Voltarol - related music

Thursday 7 May 2009

You say potato…

My younger brother - Ganja the Dwarf – was round to dinner the other night. His musical tastes are a bit different to mine but we do share some common ground, although he’s more inclined towards the rock, folk and country end of the spectrum than me. During the course of the evening he mentioned seeing a rerun of a Modern Jazz Quartet concert on the box recently (part of the original Jazz 625 series broadcast on BBC 2 in the late ‘60s) and asked if I had any CDs of them in my collection. I muttered something about bears and woods and put on “No Sun in Venice”, which I have owned in one format or another since God was a boy. Before too long the iconic sounds of ‘The Golden Striker’ were emanating from my Quad speakers and G the D observed how timeless and accessible this music was. I had to agree with him (well, I would, wouldn’t I) and it set me thinking about how some people listen to music.


(This version was recorded in the 1980s. The original recording was issued in 1957.)

Not long after I had first started writing this blog I did a piece (Jazz, delicious hot, disgusting cold) in which I talked about my earliest jazz tastes and mentioned the MJQ, Gerry Mulligan, Dave Brubeck etc. A passing web-surfer left the comment: “Christ! It’s the Godfrey Winn of Jazz” which - despite its being quite a droll remark - showed that he hadn’t actually read the piece in question. More to the point though, it’s indicative of a certain mind-set that is all too common, particularly amongst the jazz fraternity.

I developed a taste for that stuff when I was thirteen or fourteen, at a time when these players were doing new and fresh things which represented a significant step forward in the development of the music. Sure, it wasn’t as radical an advance as bebop had been or Coltrane and his followers were to give us but it was an advance nonetheless. The fact that it was more accessible to the average non-jazz minded person did not and does not make it bad jazz.

Now it might sound as if I’m mounting a spirited defence of this stuff but that’s not the case – it doesn’t need defending because for the most part it is recognised for the great music that it is. But so many people don’t actually have any affinity with music as such. They are drawn by the baggage that goes with the music – the clothes, the cliques, the politics and the poses. The English bebop fans looked down on the lovers of Traditional Jazz in the late forties and early fifties. They referred to them as ‘mouldy figs’, whilst the revivalists referred to the modernists in equally disparaging terms. On one occasion when saxophonist Bruce Turner joined Humphrey Lyttelton’s band, a group of ‘mouldy figs’ went to the lengths of manufacturing a huge banner and smuggling it into the hall where Humph was performing. As his musicians took to the stage the banner was unfurled. It stretched from one side of the hall to the other and read ‘GO HOME DIRTY BOPPER’.

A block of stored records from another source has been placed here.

PR #1050, opened 2018-07-09
JAVA-1899 Support Virtual Tables

GregBestland:
Java1899 for 3.x

### DIFF
--- a/driver-core/src/main/java/com/datastax/driver/core/AbstractTableMetadata.java
+++ b/driver-core/src/main/java/com/datastax/driver/core/AbstractTableMetadata.java
@@ -199,6 +199,15 @@ public abstract class AbstractTableMetadata {
         return options;
     }
 
+    /**
+     * Returns whether or not this keyspace is a virtual keyspace
+     * @return {@code true} if virtual keyspace
+     * default), {@code false} otherwise.
+     */
+    public boolean isVirtual(){
+        return getKeyspace().isVirtual();
+    }
+
     void add(ColumnMetadata column) {
         columns.put(column.getName(), column);
     }
--- a/driver-core/src/main/java/com/datastax/driver/core/AbstractTableMetadata.java
+++ b/driver-core/src/main/java/com/datastax/driver/core/AbstractTableMetadata.java
@@ -17,7 +17,6 @@ package com.datastax.driver.core;
 
 
 import com.google.common.base.Predicate;
-import com.google.common.collect.Iterables;
 
 import java.util.*;
 
@@ -200,10 +199,11 @@ public abstract class AbstractTableMetadata {
     }
 
     /**
-     * Returns whether or not this keyspace is a virtual keyspace
+     * Returns whether or not this table is a virtual table
+     *
      * @return {@code true} if virtual keyspace, {@code false} otherwise.
      */
-    public boolean isVirtual(){
+    public boolean isVirtual() {
         return getKeyspace().isVirtual();
     }
 
@@ -253,7 +253,7 @@ public abstract class AbstractTableMetadata {
 
     protected StringBuilder appendOptions(StringBuilder sb, boolean formatted) {
         // Options
-        if(options==null){
+        if (options == null) {
             return sb;
         }
         sb.append("WITH ");
@@ -297,7 +297,7 @@ public abstract class AbstractTableMetadata {
 
     @Override
     public String toString() {
-        if(keyspace.isVirtual()){
+        if (keyspace.isVirtual()) {
             return name;
         }
 
--- a/driver-core/src/main/java/com/datastax/driver/core/AbstractTableMetadata.java
+++ b/driver-core/src/main/java/com/datastax/driver/core/AbstractTableMetadata.java
@@ -286,6 +286,10 @@ public abstract class AbstractTableMetadata {
 
     @Override
     public String toString() {
+        if(keyspace.isVirtual()){
+            return name;
+        }
+
         return asCQLQuery();
     }
 
--- a/driver-core/src/main/java/com/datastax/driver/core/AbstractTableMetadata.java
+++ b/driver-core/src/main/java/com/datastax/driver/core/AbstractTableMetadata.java
@@ -254,6 +254,9 @@ public abstract class AbstractTableMetadata {
 
     protected StringBuilder appendOptions(StringBuilder sb, boolean formatted) {
         // Options
+        if(options==null){
+            return sb;
+        }
         sb.append("WITH ");
         if (options.isCompactStorage())
             and(sb.append("COMPACT STORAGE"), formatted);
--- a/driver-core/src/main/java/com/datastax/driver/core/AbstractTableMetadata.java
+++ b/driver-core/src/main/java/com/datastax/driver/core/AbstractTableMetadata.java
@@ -201,8 +201,7 @@ public abstract class AbstractTableMetadata {
 
     /**
      * Returns whether or not this keyspace is a virtual keyspace
-     * @return {@code true} if virtual keyspace
-     * default), {@code false} otherwise.
+     * @return {@code true} if virtual keyspace, {@code false} otherwise.
      */
     public boolean isVirtual(){
         return getKeyspace().isVirtual();
--- a/driver-core/src/main/java/com/datastax/driver/core/KeyspaceMetadata.java
+++ b/driver-core/src/main/java/com/datastax/driver/core/KeyspaceMetadata.java
@@ -371,12 +371,15 @@ public class KeyspaceMetadata {
      * @see #exportAsString
      */
     public String asCQLQuery() {
-        if(virtual){
-            return "";
-        }
         StringBuilder sb = new StringBuilder();
+        if(virtual){
+            sb.append("/* VIRTUAL ");
+        }
+        else{
+            sb.append("CREATE ");
+        }
 
-        sb.append("CREATE KEYSPACE ").append(Metadata.quoteIfNecessary(name)).append(" WITH ");
+        sb.append("KEYSPACE ").append(Metadata.quoteIfNecessary(name)).append(" WITH ");
         sb.append("REPLICATION = { 'class' : '").append(replication.get("class")).append('\'');
         for (Map.Entry<String, String> entry : replication.entrySet()) {
             if (entry.getKey().equals("class"))
@@ -385,6 +388,9 @@ public class KeyspaceMetadata {
         }
         sb.append(" } AND DURABLE_WRITES = ").append(durableWrites);
         sb.append(';');
+        if(virtual){
+            sb.append("*/");
+        }
         return sb.toString();
     }
 
--- a/driver-core/src/main/java/com/datastax/driver/core/KeyspaceMetadata.java
+++ b/driver-core/src/main/java/com/datastax/driver/core/KeyspaceMetadata.java
@@ -35,6 +35,7 @@ public class KeyspaceMetadata {
 
     private final String name;
     private final boolean durableWrites;
+    private final boolean isVirtual;
 
     private final ReplicationStrategy strategy;
     private final Map<String, String> replication;
@@ -51,6 +52,15 @@ public class KeyspaceMetadata {
         this.durableWrites = durableWrites;
         this.replication = replication;
         this.strategy = ReplicationStrategy.create(replication);
+        this.isVirtual=false;
+    }
+    @VisibleForTesting
+    KeyspaceMetadata(String name, boolean durableWrites, Map<String, String> replication, boolean isVirtual) {
+        this.name = name;
+        this.durableWrites = durableWrites;
+        this.replication = replication;
+        this.strategy = ReplicationStrategy.create(replication);
+        this.isVirtual=isVirtual;
     }
 
     static KeyspaceMetadata build(Row row, VersionNumber cassandraVersion) {
@@ -61,12 +71,16 @@ public class KeyspaceMetadata {
             replicationOptions = new HashMap<String, String>();
             replicationOptions.put("class", row.getString(STRATEGY_CLASS));
             replicationOptions.putAll(SimpleJSONParser.parseStringMap(row.getString(STRATEGY_OPTIONS)));
-            return new KeyspaceMetadata(name, durableWrites, replicationOptions);
+            return new KeyspaceMetadata(name, durableWrites, replicationOptions, false);
         } else {
             String name = row.getString(KS_NAME);
             boolean durableWrites = row.getBool(DURABLE_WRITES);
-            return new KeyspaceMetadata(name, durableWrites, row.getMap(REPLICATION, String.class, String.class));
+            return new KeyspaceMetadata(name, durableWrites, row.getMap(REPLICATION, String.class, String.class), false);
         }
+    }
+    static KeyspaceMetadata buildVirtual(Row row, VersionNumber cassandraVersion) {
+            String name = row.getString(KS_NAME);
+            return new KeyspaceMetadata(name, false, Collections.<String, String>emptyMap(), true);
     }
 
     /**
@@ -86,6 +100,15 @@ public class KeyspaceMetadata {
      */
     public boolean isDurableWrites() {
         return durableWrites;
+    }
+
+    /**
+     * Returns whether or not this keyspace is a virtual keyspace
+     * @return {@code true} if virtual keyspace
+     * default), {@code false} otherwise.
+     */
+    public boolean isVirtual() {
+        return isVirtual;
     }
 
     /**
@@ -351,6 +374,9 @@ public class KeyspaceMetadata {
      * @see #exportAsString
      */
     public String asCQLQuery() {
+        if(isVirtual){
+            return "";
+        }
         StringBuilder sb = new StringBuilder();
 
         sb.append("CREATE KEYSPACE ").append(Metadata.quoteIfNecessary(name)).append(" WITH ");
@@ -367,6 +393,9 @@ public class KeyspaceMetadata {
 
     @Override
     public String toString() {
+        if(isVirtual){
+            return name;
+        }
         return asCQLQuery();
     }
 
--- a/driver-core/src/main/java/com/datastax/driver/core/KeyspaceMetadata.java
+++ b/driver-core/src/main/java/com/datastax/driver/core/KeyspaceMetadata.java
@@ -35,7 +35,7 @@ public class KeyspaceMetadata {
 
     private final String name;
     private final boolean durableWrites;
-    private final boolean isVirtual;
+    private final boolean virtual;
 
     private final ReplicationStrategy strategy;
     private final Map<String, String> replication;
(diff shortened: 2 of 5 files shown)


driver-core/src/main/java/com/datastax/driver/core/SchemaParser.java
```diff
@@ -735,4 +761,78 @@ private boolean references(DataType dataType, String typeName) {
...
+                    viewsFuture = null,
+                    virtualKeyspacesFuture = null,
+                    virtualTableFuture = null,
+                    virtualColumnsFuture = null;
+
+            ProtocolVersion protocolVersion = cluster.getConfiguration().getProtocolOptions().getProtocolVersion();
+
+            if (isSchemaOrKeyspace)
+                ksFuture = queryAsync(SELECT_KEYSPACES + whereClause(targetType, targetKeyspace, targetName, targetSignature), connection, protocolVersion);
+            virtualKeyspacesFuture = queryAsync(SELECT_VIRTUAL_KEYSPACES + whereClause(targetType, targetKeyspace, targetName, targetSignature), connection, protocolVersion);
```
olim7t: This should be executed conditionnally, we don't need to run this query if the target type is e.g. `FUNCTION`.

I don't think we can get targeted schema notifications -- `targetType == KEYSPACE or TABLE` -- for virtual elements (but we need to double-check that, I haven't looked at the server code). If that is the case, then all virtual metadata (including tables and columns) only needs to be queried on a full schema refresh, we would include them in the `isSchemaOrKeyspace` block above.

driver-core/src/main/java/com/datastax/driver/core/KeyspaceMetadata.java
```diff
@@ -51,6 +52,15 @@
         this.durableWrites = durableWrites;
         this.replication = replication;
         this.strategy = ReplicationStrategy.create(replication);
+        this.isVirtual=false;
+    }
+    @VisibleForTesting
+    KeyspaceMetadata(String name, boolean durableWrites, Map<String, String> replication, boolean isVirtual) {
```
tolbertam: Nit: rename `isVirtual` to `virtual`

driver-core/src/main/java/com/datastax/driver/core/KeyspaceMetadata.java
```diff
@@ -51,6 +52,15 @@
...
+        this.name = name;
+        this.durableWrites = durableWrites;
+        this.replication = replication;
+        this.strategy = ReplicationStrategy.create(replication);
+        this.isVirtual=isVirtual;
```
tolbertam: Nit: space between equal sign

driver-core/src/main/java/com/datastax/driver/core/KeyspaceMetadata.java
```diff
@@ -51,6 +52,15 @@
         this.durableWrites = durableWrites;
         this.replication = replication;
         this.strategy = ReplicationStrategy.create(replication);
+        this.isVirtual=false;
```
tolbertam: Would be preferable for this constructor should reuse the new one (i.e. `this(name, durableWrites, replication, false)`).

Should also mark this constructor as deprecated as it looks like existing uses of it were updated to use the new one.

driver-core/src/main/java/com/datastax/driver/core/KeyspaceMetadata.java
```diff
@@ -61,13 +71,17 @@ static KeyspaceMetadata build(Row row, VersionNumber cassandraVersion) {
...
-            return new KeyspaceMetadata(name, durableWrites, replicationOptions);
+            return new KeyspaceMetadata(name, durableWrites, replicationOptions, false);
         } else {
             String name = row.getString(KS_NAME);
             boolean durableWrites = row.getBool(DURABLE_WRITES);
-            return new KeyspaceMetadata(name, durableWrites, row.getMap(REPLICATION, String.class, String.class));
+            return new KeyspaceMetadata(name, durableWrites, row.getMap(REPLICATION, String.class, String.class), false);
         }
     }
+    static KeyspaceMetadata buildVirtual(Row row, VersionNumber cassandraVersion) {
```
tolbertam: Nit: Add space between line 80 and 81

driver-core/src/main/java/com/datastax/driver/core/SchemaParser.java
```diff
@@ -146,6 +148,17 @@ void refresh(Cluster cluster,
             }
             keyspaces.put(keyspace.getName(), keyspace);
         }
+        if(rows.virtualKeyspaces!=null) {
```
tolbertam: nit: space between `!=`

driver-core/src/main/java/com/datastax/driver/core/SchemaParser.java
```diff
@@ -735,4 +761,78 @@ private boolean references(DataType dataType, String typeName) {
...
+
+        private static final String TABLE_NAME = "table_name";
+
+        @Override
+        SystemRows fetchSystemRows(Cluster cluster, SchemaElement targetType, String targetKeyspace, String targetName, List<String> targetSignature, Connection connection, VersionNumber cassandraVersion)
+                throws ConnectionException, BusyConnectionException, ExecutionException, InterruptedException {
+
+            boolean isSchemaOrKeyspace = (targetType == null || targetType == KEYSPACE);
+
+            ResultSetFuture ksFuture = null,
```
tolbertam, line 780: It would be nice to not duplicate a lot of this code from V3Parser, but refactoring it so it could be reused would probably be as much code, so i'm fine with this as is.

driver-core/src/main/java/com/datastax/driver/core/SchemaParser.java
```diff
@@ -491,9 +504,13 @@ private static ResultSet get(ResultSetFuture future) throws InterruptedException
         final Map<String, List<Row>> aggregates;
         final Map<String, List<Row>> views;
         final Map<String, Map<String, List<Row>>> indexes;
+        final ResultSet virtualKeyspaces;
+        final Map<String, List<Row>> virtualTables;
+        final Map<String, Map<String, Map<String, ColumnMetadata.Raw>>> virtualcolumns;
```
tolbertam: Nit: `virtualcolumns` -> `virtualColumns`

driver-core/src/main/java/com/datastax/driver/core/TableMetadata.java
```diff
@@ -73,6 +73,10 @@ private TableMetadata(KeyspaceMetadata keyspace,
     static TableMetadata build(KeyspaceMetadata ksm, Row row, Map<String, ColumnMetadata.Raw> rawCols, List<Row> indexRows, String nameColumn, VersionNumber cassandraVersion, Cluster cluster) {
 
         String name = row.getString(nameColumn);
+        if(ksm.isVirtual()){
+            return  new TableMetadata(ksm, name, new UUID(0L, 0L), Collections.<ColumnMetadata>emptyList(), Collections.<ColumnMetadata>emptyList(),
```
tolbertam: This is currently not passing in columns, so it looks like all virtual tables have no columns.

tolbertam (changes requested):
Looks good for the most part, had a few nits, and there is one issue in that columns are missing from `TableMetadata`.  This could also use a simple integration test that targets cassandra version 4.0+ that simply ensures that keyspaces/tables/columns are present for virtual tables.

driver-core/src/main/java/com/datastax/driver/core/SchemaParser.java
```diff
@@ -735,4 +761,78 @@ private boolean references(DataType dataType, String typeName) {
...
+    private static class V4SchemaParser extends V3SchemaParser {
+
+        private static final String SELECT_KEYSPACES = "SELECT * FROM system_schema.keyspaces";
+        private static final String SELECT_TABLES = "SELECT * FROM system_schema.tables";
+        private static final String SELECT_COLUMNS = "SELECT * FROM system_schema.columns";
+        private static final String SELECT_USERTYPES = "SELECT * FROM system_schema.types";
+        private static final String SELECT_FUNCTIONS = "SELECT * FROM system_schema.functions";
+        private static final String SELECT_AGGREGATES = "SELECT * FROM system_schema.aggregates";
+        private static final String SELECT_INDEXES = "SELECT * FROM system_schema.indexes";
+        private static final String SELECT_VIEWS = "SELECT * FROM system_schema.views";
```
olim7t: You could make these protected in `V3SchemaParser` instead of redefining them.

driver-core/src/main/java/com/datastax/driver/core/TableMetadata.java
```diff
@@ -416,6 +423,9 @@ public String exportAsString() {
```
olim7t, line 433: Maybe we should add a `TableMetadata.isVirtual()`, even though it will just be a trivial shortcut to `getKeyspace().isVirtual()`.

driver-core/src/main/java/com/datastax/driver/core/TableMetadata.java
```diff
@@ -73,6 +73,10 @@ private TableMetadata(KeyspaceMetadata keyspace,
     static TableMetadata build(KeyspaceMetadata ksm, Row row, Map<String, ColumnMetadata.Raw> rawCols, List<Row> indexRows, String nameColumn, VersionNumber cassandraVersion, Cluster cluster) {
 
         String name = row.getString(nameColumn);
+        if(ksm.isVirtual()){
+            return  new TableMetadata(ksm, name, new UUID(0L, 0L), Collections.<ColumnMetadata>emptyList(), Collections.<ColumnMetadata>emptyList(),
+                    Collections.<String, ColumnMetadata>emptyMap(), Collections.<String, IndexMetadata>emptyMap(), null, Collections.<ClusteringOrder>emptyList(), cassandraVersion);
+        }
```
olim7t: So a virtual table's metadata never has columns? Shouldn't we expose the contents of `system_virtual_schema.columns` here?

olim7t (changes requested):

driver-core/src/main/java/com/datastax/driver/core/SchemaParser.java
GregBestland: That was my thought as well.

driver-core/src/test/java/com/datastax/driver/core/VirtualTableMetadataTest.java
```diff
@@ -0,0 +1,59 @@
...
+import java.util.UUID;
+
+import static com.datastax.driver.core.Assertions.assertThat;
+
+@CassandraVersion("4.0.0")
+@CCMConfig()
+public class VirtualTableMetadataTest extends CCMTestsSupport {
+
+    @Test(groups = "short")
+    public void should_parse_virtual_metadata() {
```
tolbertam, line 30: Looks good, just a few suggestions:

1. Inconsistent spacing between operators in some cases (i.e. no space between `=`, `>=` in some places.
2. Would be good to add comments inline for each type validated to indicate why their values are that way, i.e.:

    ``` 
    // Keyspace name should be set, marked as virtual, and have a clients table.
    // All other values should be defaulted since they are not defined in schema tables.
    ```

driver-core/src/main/java/com/datastax/driver/core/AbstractTableMetadata.java
```diff
@@ -199,6 +199,15 @@ public TableOptionsMetadata getOptions() {
         return options;
     }
 
+    /**
+     * Returns whether or not this keyspace is a virtual keyspace
+     * @return {@code true} if virtual keyspace
```
tolbertam: Looks like `default )` was accidentally put here.

driver-core/src/main/java/com/datastax/driver/core/KeyspaceMetadata.java
```diff
@@ -47,10 +48,15 @@
 
     @VisibleForTesting
     KeyspaceMetadata(String name, boolean durableWrites, Map<String, String> replication) {
+        this(name,durableWrites,replication,false);
```
tolbertam: nit: spaces between commas.

driver-core/src/main/java/com/datastax/driver/core/KeyspaceMetadata.java
```diff
@@ -47,10 +48,15 @@
 
     @VisibleForTesting
     KeyspaceMetadata(String name, boolean durableWrites, Map<String, String> replication) {
```
tolbertam: Should mark this constructor as deprecated.

driver-core/src/main/java/com/datastax/driver/core/SchemaParser.java
```diff
@@ -491,9 +504,13 @@ private static ResultSet get(ResultSetFuture future) throws InterruptedException
...
         final Map<String, List<Row>> views;
         final Map<String, Map<String, List<Row>>> indexes;
+        final ResultSet virtualKeyspaces;
+        final Map<String, List<Row>> virtualTables;
+        final Map<String, Map<String, Map<String, ColumnMetadata.Raw>>> virtualColumns;
 
         public SystemRows(ResultSet keyspaces, Map<String, List<Row>> tables, Map<String, Map<String, Map<String, ColumnMetadata.Raw>>> columns, Map<String, List<Row>> udts, Map<String, List<Row>> functions,
-                          Map<String, List<Row>> aggregates, Map<String, List<Row>> views, Map<String, Map<String, List<Row>>> indexes) {
+                          Map<String, List<Row>> aggregates, Map<String, List<Row>> views, Map<String, Map<String, List<Row>>> indexes, ResultSet virtualKeyspaces, Map<String, List<Row>> virtualTables,
+                          Map<String, Map<String, Map<String, ColumnMetadata.Raw>>> virtualcolumns) {
```
tolbertam: nit: I see `virtualcolumns` was renamed `virtualColumns` for the class member, but the constructor parameter is still `virtualcolumns`.

driver-core/src/main/java/com/datastax/driver/core/SchemaParser.java
```diff
@@ -571,7 +591,10 @@ else if (targetType == AGGREGATE)
                     groupByKeyspace(get(aggregatesFuture)),
                     // No views nor separate indexes table in Cassandra 2:
                     Collections.<String, List<Row>>emptyMap(),
-                    Collections.<String, Map<String, List<Row>>>emptyMap());
+                    Collections.<String, Map<String, List<Row>>>emptyMap(),
+                   null,
```
tolbertam: nit: should be indented another space to match the other arguments.

tolbertam (commented):
Looking good :+1:, one small suggestion and some nits.  You mentioned out-of-band something about updating `describe` for virtual metadata, so will hold off on approving until that's sorted.

GregBestland:
Should be everything Andy let me know if I missed anything

tolbertam (approved):
Looks good! :+1:

driver-core/src/main/java/com/datastax/driver/core/SchemaParser.java
```diff
@@ -735,4 +761,70 @@ private boolean references(DataType dataType, String typeName) {
...
+                    virtualTableFuture = null,
+                    virtualColumnsFuture = null;
+
+            ProtocolVersion protocolVersion = cluster.getConfiguration().getProtocolOptions().getProtocolVersion();
+
+            if (isSchemaOrKeyspace)
+                ksFuture = queryAsync(SELECT_KEYSPACES + whereClause(targetType, targetKeyspace, targetName, targetSignature), connection, protocolVersion);
+                virtualKeyspacesFuture = queryAsync(SELECT_VIRTUAL_KEYSPACES + whereClause(targetType, targetKeyspace, targetName, targetSignature), connection, protocolVersion);
+                virtualColumnsFuture = queryAsync(SELECT_VIRTUAL_COLUMNS + whereClause(targetType, targetKeyspace, targetName, targetSignature), connection, protocolVersion);
+                virtualTableFuture = queryAsync(SELECT_VIRTUAL_TABLES + whereClause(targetType, targetKeyspace, targetName, targetSignature), connection, protocolVersion);
```
olim7t: You need curly braces around this block, currently only the first statement is executed conditionally.

driver-core/src/main/java/com/datastax/driver/core/AbstractTableMetadata.java
```diff
@@ -199,6 +199,14 @@ public TableOptionsMetadata getOptions() {
         return options;
     }
 
+    /**
+     * Returns whether or not this keyspace is a virtual keyspace
+     * @return {@code true} if virtual keyspace, {@code false} otherwise.
+     */
+    public boolean isVirtual(){
```
olim7t: Nit: the javadoc should say table,  not keyspace.

driver-core/src/test/java/com/datastax/driver/core/VirtualTableMetadataTest.java
```diff
@@ -0,0 +1,69 @@
...
+        KeyspaceMetadata km=session().getCluster().getMetadata().getKeyspace("system_views");
+        // Keyspace name should be set, marked as virtual, and have a clients table.
+        // All other values should be defaulted since they are not defined in the virtual schema tables.
+        assertThat(km.getTables().size() >= 2);
+        assertThat(km.isVirtual()).isTrue();
+        assertThat(km.getTable("clients")).isNotNull();
```
olim7t: Nit: this is duplicated at line 48, I would get rid of this line.

olim7t (changes requested):

olim7t:
LGTM, last round of minor/trivial comments and this is good to go.

driver-core/src/main/java/com/datastax/driver/core/AbstractTableMetadata.java
```diff
@@ -245,6 +253,9 @@ public String asCQLQuery() {
 
     protected StringBuilder appendOptions(StringBuilder sb, boolean formatted) {
         // Options
+        if(options==null){
```
adutra: In several places the formatting rules are not respected, please run a global format on this PR before merging, applying the rules for driver 3.x [here](https://github.com/datastax/java-driver/blob/3.x/CONTRIBUTING.md#editor-configuration).

driver-core/src/main/java/com/datastax/driver/core/TableMetadata.java
```diff
@@ -417,15 +434,20 @@ public String exportAsString() {
     @Override
     protected String asCQLQuery(boolean formatted) {
         StringBuilder sb = new StringBuilder();
-        sb.append("CREATE TABLE ").append(Metadata.quoteIfNecessary(keyspace.getName())).append('.').append(Metadata.quoteIfNecessary(name)).append(" (");
+        if(isVirtual()){
+            sb.append("/* VIRTUAL ");
```
adutra: I know this is extremely unlikely but we could theoretically produce invalid CQL here if the table contains weird column names as in ` create table t1 ("pk */" int primary key)`; this could also happen if some table options contain such forbidden sequences, for example in the `comments` field.
One simple idea to fix this would be to use single-line comments (`--` or `//`) and force `formatted` to false.
EDIT: nevermind, with virtual tables this should never happen. OK to ignore this comment.

adutra (dismissed):

driver-core/src/main/java/com/datastax/driver/core/SchemaParser.java
GregBestland: Good catch

GregBestland:
Everything should be addressed

olim7t (approved):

Even Humph was not immune to this kind of short-sightedness and once, in the early days of his ‘Best of Jazz’ radio programme, followed the playing of a ‘modern jazz’ record with a vintage New Orleans recording and the words “…and now back to sanity and 1927”. Humph was far too good a musician to maintain this stance and his work ultimately reflected many influences beyond the initial ones from the 1920s, and in fact his record programme was responsible for introducing me to such diverse musicians as Michel Petrucciani, Carla Bley and Tommy Smith. And he was as likely to play John Coltrane, Pat Metheny or Joe Zawinul as he was to play Sydney Bechet, Zoot Sims or Buck Clayton.

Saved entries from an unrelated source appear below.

PR #1051, opened 2018-07-09
JAVA-1889: Upgrade dependencies to the latest minor versions

olim7t:
Pretty straightforward, just a name clash with a new AssertJ assertion, and an added null check in a Netty method where we passed `null` in our tests (passing a plain mock instead works).


tolbertam (approved):
:+1:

And that’s the point. There’s a whole lot of great music out there and it is constantly evolving. But when you hear some new development that grabs your attention it shouldn’t mean that the stuff you were listening to before that suddenly becomes obsolete! Or that because you don’t actually like some new development it can’t therefore have any merit of its own. We ought to be able to distinguish between good and bad and like and dislike. This of course applies not just to jazz but to all music right across the board.

There are some things that I really like even though they are not really very good music, and there are some things that I dislike intensely, even though I recognise the quality of what I am listening to, For example, by and large I detest the music of Mozart, but I readily acknowledge that he was a supremely gifted composer. On the other hand I have a sneaking fondness for the compositions of Eric Coates (and I’m sure my anonymous adversary would level the Godfrey Winn taunt at me again for this), but I would never claim that Coates was therefore the better composer. Sadly, many folk can’t seem to make that kind of distinction. There are a lot of people out there that don’t actually listen to music, they only hear it.